While much of this information may or may not apply to this person and what brought them to you, we still need all the puzzle pieces to try and understand the whole picture of the patient. I equate it to having a jigsaw puzzle with more pieces than you need, you can still put the picture together as opposed to an unsolved puzzle due to several missing pieces.
This evaluation was the first thing about physical therapy school that I carried over to being a strength coach. How am I supposed to help an athlete if I don’t know everything about that athlete? Injury history? What’s their typical day look like? What do their warm-ups and cool-downs consist of? Nutrition? Sleep? Goals? Compensatory movement patterns? Movement constraints? Weaknesses? Motivation level? Overall health?
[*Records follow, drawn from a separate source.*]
Issue #108, opened 2020-10-06
Benchmark immutableMap (create a benchmark tool)


dai-shi:
After #107, or in parallel with it, we would want to create a benchmark tool for immutableMap.
It would allow us to evaluate the current implementation, compare possible alternative implementations, and improve the entire performance of jotai.

Anybody keen about performance?

dai-shi:
btw, benchmarking of jotai itself would also be interesting and important.

Aslemammad:
@dai-shi  How we write it? and what to learn? suggestions? ...

dai-shi:
First of all, this is not a trivial issue. It requires some general knowledge for benchmarking and understanding how it would be used in jotai (we need to design benchmark scenario.) I don't have a full answer.

That said, if I were to do this, I'd use [benchmark](https://www.npmjs.com/package/benchmark) and start with a simple scenario.

You might want to start with #107 before working on benchmarking.

Aslemammad:
Got it, I'm just learning and I love challenges. Thanks.

dai-shi:
New implementation might be based on different abstractions. Closing this for now.

Issue #107, opened 2020-10-06
Write tests for immutableMap


dai-shi:
immutableMap is an internal module. It's an abstract module.
I wonder if anyone would be interested in writing tests for it.
Note that we want to test the api, not the implementation (the type `ImmutableMap` is representing implementation), because the goal is to come up with better implementation with same functionality.

Aslemammad:
@dai-shi What we should do? Could you explain more? or what we need to learn?

dai-shi:
> What we should do?

It is going to be something like this:

- Read ./src/core/immutableMap.ts
- Ask questions if something is not clear
- Create ./tests/core/immutableMap.test.ts
- Send a PR and discuss

> Could you explain more?

Jotai uses a single provider component to store all atom states (values) in its component tree.
It is important that the provider works with good performance, because it can be a bottleneck.
One of the challenges is immutable map. It's something like `Map` but has to be updated immutably for React Concurrent Mode.
So, I abstract out that part in the file and created a naive (but should work fairly well) implementation.
We'd like to know if we can handle thousands or millions of atoms.

> or what we need to learn?

If you are not familiar with the standard `Map`. Check some docs:

- https://developer.mozilla.org/en-US/docs/Web/JavaScript/Reference/Global_Objects/Map
- https://developer.mozilla.org/en-US/docs/Web/JavaScript/Reference/Global_Objects/WeakMap

Learning about testing & benchmarking in general should also help.

Aslemammad:
@dai-shi I appreciate this, thanks.

dominictwlee:
@Aslemammad Are you still working on this?

Aslemammad:
@dominictwlee Hey, yes I'm working on it.

dominictwlee:
Cool, I'll have a look at it.

Aslemammad:
if u need any help, tell me, I'd love to work on it.

dominictwlee:
@dai-shi So given that the api for immutableMap methods are dependent on the implementation detail of receiving an immutable map type, I'm not entirely sure we can avoid writing tests that avoid its implementation details.

Could you clarify what you had in mind for this? Thanks!

dai-shi:
@dominictwlee Glad you start investigating it.
So, the background of this work is to improve performance.
If we have many atoms, our immutableMap becomes big which can cause bad performance of the entire library.

Originally, the code is embedded in Provider.ts, but as we move it to immutableMap.ts,
we can compare different implementations.
[...]

PR #174, opened 2020-11-08
refactor: implement mForEach

### LINKED ISSUE #172: [Refactor] implement mForEach instead of mKeys in immutableMap.ts
It should be more efficient and reduce bundle size.

dominictwlee:
closes #172 

@dai-shi Is this what you had in mind for this refactor?
Basically removes the need for the extra loop for the unique keys.

### DIFF
--- a/src/core/Provider.ts
+++ b/src/core/Provider.ts
@@ -132,8 +132,7 @@ const replaceDependencies = (
 ) => {
   const dependencies = new Set(dependenciesToReplace)
   let nextState = prevState
-  mForEach(nextState, (a) => {
-    const aState = mGet(nextState, a) as AtomState<unknown>
+  mForEach(nextState, (aState, a) => {
     if (aState.deps.has(atom)) {
       if (dependencies.has(a)) {
         // not changed
@@ -609,8 +608,7 @@ export const Provider: React.FC<{
     let deleted: boolean
     do {
       deleted = false
-      mForEach(nextState, (a) => {
-        const aState = mGet(nextState, a) as AtomState<unknown>
+      mForEach(nextState, (aState, a) => {
         // do not delete while promises are not resolved
         if (aState.writeP || aState.readP) return
         const depsSize = aState.deps.size
--- a/src/core/Provider.ts
+++ b/src/core/Provider.ts
@@ -32,9 +32,9 @@ import {
   mGet,
   mSet,
   mDel,
-  mKeys,
   mMerge,
   mToPrintable,
+  mForEach,
 } from './immutableMap'
 
 // guessing if it's react experimental channel
@@ -132,7 +132,7 @@ const replaceDependencies = (
 ) => {
   const dependencies = new Set(dependenciesToReplace)
   let nextState = prevState
-  mKeys(nextState).forEach((a) => {
+  mForEach(nextState, (a) => {
     const aState = mGet(nextState, a) as AtomState<unknown>
     if (aState.deps.has(atom)) {
       if (dependencies.has(a)) {
@@ -609,7 +609,7 @@ export const Provider: React.FC<{
     let deleted: boolean
     do {
       deleted = false
-      mKeys(nextState).forEach((a) => {
+      mForEach(nextState, (a) => {
         const aState = mGet(nextState, a) as AtomState<unknown>
         // do not delete while promises are not resolved
         if (aState.writeP || aState.readP) return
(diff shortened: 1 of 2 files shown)


dai-shi:
@dominictwlee Yes, exactly!!! So glad you could work on it with such a short description.
I'll add some comments for changes and discussions.

Now, you seem to be somewhat familiar with immutableMap.ts, you might be interested in #107 and #108. Feel free to start some discussions in those issues if you are interested.

src/core/immutableMap.ts
```diff
@@ -9,6 +9,7 @@ type MGet = <K, V>(m: ImmutableMap<K, V>, k: K) => V | undefined
 type MSet = <K, V>(m: ImmutableMap<K, V>, k: K, v: V) => ImmutableMap<K, V>
 type MDel = <K, V>(m: ImmutableMap<K, V>, k: K) => ImmutableMap<K, V>
 type MKeys = <K, V>(m: ImmutableMap<K, V>) => Set<K>
```
dai-shi, line 11: Let's remove mKeys as it's not used now, and basically it's not efficient.

src/core/immutableMap.ts
```diff
@@ -71,6 +72,21 @@ export const mKeys: MKeys = <K, V>(m: ImmutableMap<K, V>) => {
   return keys
 }
 
+export const mForEach: MForEach = <K, V>(
+  map: ImmutableMap<K, V>,
+  cb: (a: K) => void
+) => {
+  const cache = new Map()
```
dai-shi, line 79: I think we can use `Set` instead of `Map`.
(It can be even be `WeakSet`, which can be more performant, but not sure.)

I'd name it `seen` or something. `const seen = Set<K>()`

src/core/Provider.ts
```diff
@@ -132,7 +132,7 @@ const replaceDependencies = (
 ) => {
   const dependencies = new Set(dependenciesToReplace)
   let nextState = prevState
-  mKeys(nextState).forEach((a) => {
+  mForEach(nextState, (a) => {
     const aState = mGet(nextState, a) as AtomState<unknown>
```
dai-shi, line 136: Oh, I missed this. I wanted to avoid `mGet` too.

```suggestion
  mForEach(nextState, (aState, a) => {
```

We would like to this. callback is `(value, key) => ...`. cf. https://developer.mozilla.org/en-US/docs/Web/JavaScript/Reference/Global_Objects/Map/forEach

dai-shi (changes requested):
It's the right direction. We need some more changes.

src/core/immutableMap.ts
```diff
@@ -8,7 +8,10 @@ type MCreate = <K, V>() => ImmutableMap<K, V>
 type MGet = <K, V>(m: ImmutableMap<K, V>, k: K) => V | undefined
 type MSet = <K, V>(m: ImmutableMap<K, V>, k: K, v: V) => ImmutableMap<K, V>
 type MDel = <K, V>(m: ImmutableMap<K, V>, k: K) => ImmutableMap<K, V>
-type MKeys = <K, V>(m: ImmutableMap<K, V>) => Set<K>
+type MForEach = <K extends object, V>(
+  m: ImmutableMap<K, V>,
+  cb: (value: V, key: K, map: Map<K, V>) => void
```
dai-shi, line 13: My bad, I didn't mean to add the third argument, because it's not something we expect.
```suggestion
  cb: (value: V, key: K) => void
```
Let's do this.

src/core/immutableMap.ts
```diff
@@ -61,14 +64,20 @@ export const mDel: MDel = <K, V>(m: ImmutableMap<K, V>, k: K) => {
...
-    for (const key of map.keys()) {
-      keys.add(key)
-    }
+export const mForEach: MForEach = <K extends object, V>(
+  map: ImmutableMap<K, V>,
+  cb: (value: V, key: K, map: Map<K, V>) => void
+) => {
+  const seen = new WeakSet()
+  map.forEach((m) => {
+    m.forEach((...args) => {
```
dai-shi, line 73:
```suggestion
    m.forEach((v, k) => {
```
Let's do this.

dai-shi (commented):
Looks good. Let's make a small fix, which I misdirected.

src/core/immutableMap.ts
```diff
@@ -61,14 +64,20 @@ export const mDel: MDel = <K, V>(m: ImmutableMap<K, V>, k: K) => {
...
-  const keys = new Set<K>()
-  m.forEach((map) => {
-    for (const key of map.keys()) {
-      keys.add(key)
-    }
+export const mForEach: MForEach = <K extends object, V>(
+  map: ImmutableMap<K, V>,
+  cb: (value: V, key: K, map: Map<K, V>) => void
+) => {
+  const seen = new WeakSet()
```
dai-shi, line 71:
```suggestion
  const seen = new WeakSet<K>()
```
Just to make it so with a little confidence.

dai-shi (approved):
👍 
Thanks for your contribution!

Any question you can think of to give you more information about your client as it relates to their life, sport, and body, the better.
This is definitely something I feel is lacking in the strength training community from a coach’s perspective. Too often, I’ve seen coaches take on new clients and only ask them about their maxes and training goals. Don’t get me wrong; that’s important to know, but it leaves too much off the table and really tells you nothing about the client. I get it, we get busy and want to narrow everything down to the simplest of questions, but the initial client interview is the foundation that everything else you do for that client is built on.
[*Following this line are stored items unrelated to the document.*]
PR #176, opened 2020-11-09
rewrite atomFamily using Map

likern:
I expect this patch should improve performance when using `atomFamily`

### DIFF
--- a/src/utils/atomFamily.ts
+++ b/src/utils/atomFamily.ts
@@ -1,5 +1,4 @@
 import { atom, Atom, WritableAtom, PrimitiveAtom } from 'jotai'
-
 import type { Getter, Setter } from '../core/types'
 
 type ShouldRemove<Param> = (createdAt: number, param: Param) => boolean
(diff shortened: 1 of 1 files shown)


dai-shi:
This is nice! I don't remember why I didn't use `Map` (maybe confused with `WeakMap` which only works with objects.)

(BTW, are you in pmndrs discord server?)

likern:
> This is nice! I don't remember why I didn't use `Map` (maybe confused with `WeakMap` which only works with objects.)
> 
> (BTW, are you in pmndrs discord server?)

Yes, I'm there in **jotai** group as a likern user.

src/utils/atomFamily.ts
```diff
@@ -61,45 +60,52 @@ export function atomFamily<Param, Value, Update extends never = never>(
...
       initializeRead(param),
       initializeWrite && initializeWrite(param)
     ) as AtomType
-    atoms.unshift([param, newAtom, Date.now()])
+    atoms.set(param, [newAtom, Date.now()])
     return newAtom
   }
+
   createAtom.remove = (p: Param) => {
-    const index = atoms.findIndex((x) => x[0] === p)
```
dai-shi, line 88: Just noticed my original implementation doesn't take care of `areEqual`.
So, this is not a regression in this PR, but we should use areEqual here too to be consistent.

dai-shi (approved):
Nice work! @likern 

Also a big thank to @merisbahti who created the test #101 !

src/utils/atomFamily.ts
dai-shi: #177 follow up issue.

The more information you have, the better a plan you can create for that client, the better their outcomes will be, the better a reputation you will earn. So take the time on the front end with your clients to ask a lot of questions and really listen to all of the puzzle pieces they give you.
Training Should Not Be Spaghetti Thrown at A Wall
When I started my first outpatient clinical rotation, I felt like I needed to fill every session to the brim with exercises to fix whatever issues my patients had. I would seriously do six to eight different exercises in a treatment session.
After a few weeks, when I started seeing success with various patient outcomes and feeling like I was hot stuff, my clinical instructor sat me down to review some of my patients' cases with me. He asked me to pick out what exercises I had selected for each case had the biggest impact on that patient's outcome? I honestly had no clue, so I told him all of them.
He asked me how I knew. I told him because the patient had positive outcome measures. He told me that patient outcomes were an important part of practice but how we got there was just as important.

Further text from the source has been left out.